From a purely Scientific point of view (Optical Physics) if you have an Image 1024x768 Pixels on a 20"/50.Cm Monitor

and this is projected on to a 72"/182.Cm Screen ~ following your line of argument means the Projector would have to

ratio-metrically multiply the effextive pixel count in the X and Y Axis on the Screen to accurately replicate what you see

on the Monitor. Projectors don't work that way,they are Optical Devices irrespective whether they process in Analog or Digital.
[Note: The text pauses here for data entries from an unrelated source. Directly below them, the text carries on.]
Issue #1274, opened 2023-07-03
`<For />`:  when removing elements, getting "panicked at 'called `Option::unwrap()` on a `None` value'" at each.rs:853, in some conditions


nguiard:
**Describe the bug**

When clearing multiple elements of a Vec used in a `<For />`, for some combinations of removed elements, I get 
```
start-axum.js:569 panicked at 'called `Option::unwrap()` on a `None` value', [...]/leptos_dom/src/components/each.rs:853:57
```

I have a hard time producing a simple reproduction for now, working on it... But as it seems to point to a specific line in leptos, I thought you might have an idea.

In my app (still trying to make a nice todo app), the problem happens only when removing some specific subsets of elements. 
- with 3 elements in the list, I'm unable to produce this message
- with 4 elements in the list however (indexes [0, 1, 2, 3]), the error happens only when removing elements [0, 2] (at the same time, using `Vec::retain`)
- with 5 elements in the list, it seems to happens with a lot of combinations, apparently *all* of these involving removing the first element (index 0) *and not* removing the second (index 1). But also not in all of the situations involving these conditions produce the bug... (removing indices [0, 2, 3, 4] works fine for example, but not removing [0, 2, 4])

As I said I have a hard time producing a minimal example right now, but I'll work on it when I can...
Also, I *can* work around this issue by looping over the elements in the vec, and calling `update` sequentially for each one I want to remove, removing only this one (but yeah, this ain't very pretty nor declarative, and probably not performant at all)...

In any case, thanks for the great work on leptos, loving it :)

Edit: sorry, I forgot to mention, I'm on the latest commit at the time of writing (66f54e7)

godstail:
I also had this panic, but in my case it was when one of the item's key wasn't stable and got changed with each rerender.
Slightly different line number in my case, 849 (prob. different version):
```let each_item = children[move_.from].take().unwrap();```

**Comment by nguiard** [comment]
Hmm interesting... In my case, as far as I can tell, the items' keys are actually stable...

**Comment by gbj** [comment]
@jquesada2016 This is caused by a situation in which the diff causes multiple moves. 

Going from `[0, 1, 2, 3]` to `[1, 3]` yields the diff
```
Diff {
    removed: [
        DiffOpRemove {
            at: 0,
        },
        DiffOpRemove {
            at: 2,
        },
    ],
    moved: [
        DiffOpMove {
            from: 1,
            len: 2,
            to: 0,
            move_in_dom: false,
        },
    ],
[...]

Issue #1289, opened 2023-07-05
Rendered content of `<For/>` stops updating when underlying signal changes


LoganWalls:
**Describe the bug**
I am trying to render a dynamic list of elements using `<For/>`. In this example, I have a search box that searches over the names of countries, and a `<For/>` that renders each matched country as a button:

```rust
let all_items = create_resource(cx, || (), fetch_items);
let visible_items = ||{
  // ...
  filtered_copy_of_all_items
}

// ...
view!{cx, <For
    each=visible_items
    key=|item| item.id
    view=move |cx, item| {
      view! {
        cx,
        <button>{item.data.key}</button>
      }
    }
  />
}
```

The items in `all_items` are fixed (it's a resource that is fetched only once), and each `Item` has an id field that is a unique `usize` which never changes.

An example that I can easily reproduce is searching for "Canada". The contents of the `<For/>` update correctly for at least two updates. But at some point the `<For/>` stops updating. As you can see in this gif, even though I change the query to "United", the results do not change at all. However, if I make a side-effect that console logs `visible_items`, I can see that the signal itself is updating correctly. For example, in the gif you can see that after I change the query to "United", `visible_items` contains the UK and US as one would expect.

**Leptos Dependencies**
```toml
leptos = { version = "0.4", features = ["nightly", "csr"] }
```

**To Reproduce**
1. Clone the example repository [here](https://github.com/LoganWalls/leptos-mwe)
2. Change directories into the cloned repository
3. Run `trunk serve`, and open the url it prints in your browser
4. Type "Canada" into the search box
5. Delete "Canada" and try typing another query like "United"

**Expected behavior**
I would expect the items rendered in the `<For each=visible_items />` tag to match the items in the `visible_items` signal.

**Screenshots**
![leptos](https://github.com/leptos-rs/leptos/assets/2934282/9d25200f-f259-4488-9326-9354ee7fe0c3)

Thank you in advance for your help!

gbj:
Thanks! This definitely appears to be path-dependent — i.e., if I paste in "Canada" and then start deleting letters, it works, but if I type "Canada", and then start deleting, it sticks. It is likely related to the issue with moving multiple items in a single change in #1274.

For your particular use case, by the way, where it's only 10 rows and often completely removing all the rows — I almost wonder if a plain iterator might work better anyway. 
```rust
move || {
    visible_items()
        .into_iter()
        .map(|item| {
            view! { cx, <button>{item.data.key}</button> }
        })
[...]

PR #1296, opened 2023-07-06
Rework diff functionality for Each component

g-re-g:
Hi! While reading through the code behind this guy: https://github.com/leptos-rs/leptos/issues/1289 I noticed that the `diff` makes some assumptions / calculations that may not be correct. In the example provided, if you type `C` then `a` notice the bottom two items `Cocos` and `Christmas` are out of order. This is with `add`s and `remove`s alone, no `move`s necessary. If you check the console you can see the data in the correct order. This results in not only a visual inconsistency but a panic on what i think is trying to reach an incorrect index. I think this PR as it stands solves that issue, and potentially any others with panicing / proper arrangement, but is of course not optimized. I don't have the time to finish this right now but wanted to leave it up in case it helps anyone else working on it. I will have time to pick this back up tomorrow.

The approach this PR is taking is to build a canonical list of mutations from `from` to `to` that will result in the correct `to` and from there perhaps combine moves and remove no-ops. Those are my next steps personally.

Feel free to remove this or whatever if it's off base or if draft PRs aren't welcome / too much noise!!

### DIFF
--- a/leptos_dom/examples/test-bench/src/main.rs
+++ b/leptos_dom/examples/test-bench/src/main.rs
@@ -55,6 +55,8 @@ fn view_fn(cx: Scope) -> impl IntoView {
             <hr/>
             <Test from=[1, 4, 3, 2, 5] to=[1, 2, 3, 4, 5]/>
             <Test from=[4, 5, 3, 1, 2] to=[1, 2, 3, 4, 5]/>
+            <Test from=[0, 1, 2, 3] to=[1, 3]/> // issue #1274
+            <Test from=[] to=[3, 9, 17] then=vec![3, 5, 7, 9, 17, 23]/> // issue #1297
         </ul>
     }
 }
--- a/leptos_dom/src/components/each.rs
+++ b/leptos_dom/src/components/each.rs
@@ -17,7 +17,7 @@ mod web {
     pub use wasm_bindgen::JsCast;
 }
 
-#[cfg(all(target_arch = "wasm32", feature = "web"))]
+// #[cfg(all(target_arch = "wasm32", feature = "web"))]
 type FxIndexSet<T> =
     indexmap::IndexSet<T, std::hash::BuildHasherDefault<rustc_hash::FxHasher>>;
 
@@ -499,9 +499,10 @@ where
 #[educe(Debug)]
 struct HashRun<T>(#[educe(Debug(ignore))] T);
 
-/// Calculates the operations need to get from `a` to `b`.
-#[cfg(all(target_arch = "wasm32", feature = "web"))]
+/// Calculates the operations needed to get from `from` to `to`.
+// #[cfg(all(target_arch = "wasm32", feature = "web"))]
 fn diff<K: Eq + Hash>(from: &FxIndexSet<K>, to: &FxIndexSet<K>) -> Diff {
+    // Optimization: Fast path if either `to` or `from` is empty
     if from.is_empty() && to.is_empty() {
         return Diff::default();
     } else if to.is_empty() {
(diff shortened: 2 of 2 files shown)


gbj:
@g-re-g Thank you for your work, and for taking the time to make this contribution!

@jquesada2016 This PR, as is, fixes issues #1274, #1289, and #1297. I'll add tests for #1274 and #1297 to the test bench file in this branch. Could you take a look at this and see what you think?

gbj:
I have not actually looked at the implementation so far, having just focused on setting up tests and checking against issues in the "does it work?" category, but ran the js-framework-benchmark against it. As you can see this is a very significant performance regression on the swap/remove/append tests, i.e., everything where it diffs between two lists that are not empty.

Screenshot 2023-07-07 at 7 43 47 AM

gbj:
Okay, yeah, that's more comfortable. Of course, checking the removes/moves is the hard part 😄 

Screenshot 2023-07-07 at 8 29 20 AM

g-re-g:
Similarly, I'm looking for  a good way to write / run tests for `#[cfg(all(target_arch = "wasm32", feature = "web"))]` mode if you know of any.

gbj:
> @gbj how do I setup / run those perf tests? That would be awesome to check as I make some changes!

This is the [`js-framework-benchmark`](https://github.com/krausest/js-framework-benchmark) If you follow the instructions in that repo to get set up, you can run the benchmarks. All I did was copy-paste the `leptos` directory in `frameworks/keyed` to `leptos-1296`, and change the `Cargo.toml` to point to my local copy. 

Then you can `npm run bench --framework keyed/leptos-1296 && npm run bench --framework keyed/leptos && npm run results` to run the benchmarks and generate results. This basically takes over your laptop for like 10 minutes, I pretty much close all my other tabs.

gbj:
So, here's an alternative version of the `diff` function that:
1) Runs correctly in the face of the issues linked above
2) Performs equivalently to the current version in the js-framework-benchmark

It does *not* include any of the additional optimizations for moving ranges, etc.

Essentially it still creates a large number of "move" operations when you have something like "remove item at index 2 of 1000," which requires the next 998 to shift left — but it tests whether they need to be moved in the DOM or not. Copying the 998 items in memory ends up being very cheap relative to the cost of any DOM operations, which is why it still gets book benchmark performance.

It's also 12kb smaller in the `-04` optimized binary for the benchmark, which is respectable.

I'll re-run the benchmark just to confirm.

@g-re-g I'm copying and pasting below rather than committing it just to avoid merge conflicts, but I'm fairly sure this is the way to go.

@jquesada2016 I'm fine with building some of the range optimizations back in, but to me this looks like one answer to your question of how to proceed.

```rust
/// Calculates the operations need to get from `a` to `b`.
fn diff<K: Eq + Hash>(from: &FxIndexSet<K>, to: &FxIndexSet<K>) -> Diff {
    if from.is_empty() && to.is_empty() {
        return Diff::default();
    } else if to.is_empty() {
        return Diff {
            clear: true,
            ..Default::default()
        };
    } else if from.is_empty() {
        return Diff {
            added: to
                .iter()
                .enumerate()
                .map(|(at, _)| DiffOpAdd {
                    at,
                    mode: DiffOpAddMode::Append,
                })
                .collect(),
            ..Default::default()
        };
    } else {
        let mut removes = vec![];
        let mut moves = vec![];
        let mut adds = vec![];
        let max_len = std::cmp::max(from.len(), to.len());

        for index in (0..max_len) {
            let from_item = from.get_index(index);
            let to_item = to.get_index(index);

            // if they're the same, do nothing
            if from_item != to_item {
                // if it's only in old, not new, remove it
                if from_item.is_some() && !to.contains(from_item.unwrap()) {
                    let op = DiffOpRemove { at: index };
                    removes.push(op);
                }
                // if it's only in new, not old, add it
                if to_item.is_some() && !from.contains(to_item.unwrap()) {
                    let op = DiffOpAdd {
                        at: index,
                        mode: DiffOpAddMode::Normal,
                    };
                    adds.push(op);
                }
                // if it's in both old and new, it can either
                // 1) be moved (and need to move in the DOM)
                // 2) be moved (but not need to move in the DOM)
                //    * this would happen if, for example, 2 items
                //      have been added before it, and it has moved by 2
                if let Some(from_item) = from_item {
                    if let Some(to_item) = to.get_full(from_item) {
                        let moves_forward_by =
                            (to_item.0 as i32) - (index as i32);
                        let move_in_dom = moves_forward_by
                            != (adds.len() as i32) - (removes.len() as i32);
                        let op = DiffOpMove {
                            from: index,
                            len: 1,
                            to: to_item.0,
                            move_in_dom,
                        };
                        moves.push(op);
                    }
                }
            }
        }

        let mut diff = Diff {
            removed: removes,
            items_to_move: moves.len(),
            moved: moves,
            added: adds,
            clear: false,
        };

        apply_opts(from, to, &mut diff);

        diff
    }
}
```

jquesada2016:
@gbj yes! That's exactly what I was going to start doing yesterday, but didn't get around to starting.

There are essentially 2 diffs we need to keep track of:

1. the in-memory ordering on `children`
2. the DOM ordering

When I re-wrote this algorithm, I frankly was optimizing for the second DOM case, and neglected the first one, this is where we're getting the inconsistancies and glitches. What you're doing is totally correct. If you have 1,000 items, and you add a new item to index 1, you necessarily need to shift 999 elements to the right in order to keep things consistant. We then need to apply the optimiztions on top of this first DIFF to optimize DOM movements, which is the really expensive part.

gbj:
Oops looks like `optimize_moves` in `apply_opts` actually broke "Swap Rows" there by shifting one of the two move operations to be `move_in_dom: false`, but not actually swapping the two? I'm not sure quite what's going on. But here's the benchmark result if I remove `apply_opts`. i.e., identical performance to the present, but correct moves.

I'm not sure how best to re-enable the various optimizations, none of which apply to this benchmark, but I'd be inclined to actually merge my version for now as it closes those issues, then add some of the optimizations back in when you have time and make sure there aren't regressions. 

Any further thoughts? @g-re-g thanks for localizing this to `diff` and inspiring me to work on it some more.

Screenshot 2023-07-07 at 11 06 28 AM

jquesada2016:
@gbj go ahead and disable them, almost none of them apply to the benchmark, as you said. They are also incompatible with the new aproach, so I'll need to adapt them back in later, which we can do in later PR's :)

g-re-g:
@gbj i think the only thing left is to merge groups of `move`s together so items that move as a group are in one move command. Happy to proceed with this PR however works for y'all. Feel free to ask me to do it, do it here in this PR, close this PR and open another, whatever works best!

gbj:
> @gbj i think the only thing left is to merge groups of `move`s together so items that move as a group are in one move command. Happy to proceed with this PR however works for y'all. Feel free to ask me to do it, do it here in this PR, close this PR and open another, whatever works best!

If you could add merging groups of moves together that would be awesome!

g-re-g:
@gbj added `group_adjacent_moves` and a couple tests for it. Gonna mark this as "Ready for review" when the tests pass. Lemme know if there's anything else / more tests you want me to put in here!

gbj:
This looks awesome, and examples pass with flying colors. I'll let the CI run of course, then merge. Thanks so much!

However if you are talking about (Direct) 'Large HD-Plasma Displays' such as the Large HD-Televisions and Home HD-Screens,

these are not Projectors, they are Direct-Image Diisplays ~(purely digital-technology)~ and indeed these can re-process

Image-Sizes, such as found in PTE.Shows, into their unique Video-Format for display on their Large Screens.

People tend to forget that JPeg Images store a vast amount of data which can be adequately re-processed from 'Thumbnail Size'

right up to very large HD-Screen Sizes. How many times on this Forum have Members advised others that their Images are too big

although they are still in Jpeg 1024x768 Pixel size format ~ and when de-compressed these Images can be really huge.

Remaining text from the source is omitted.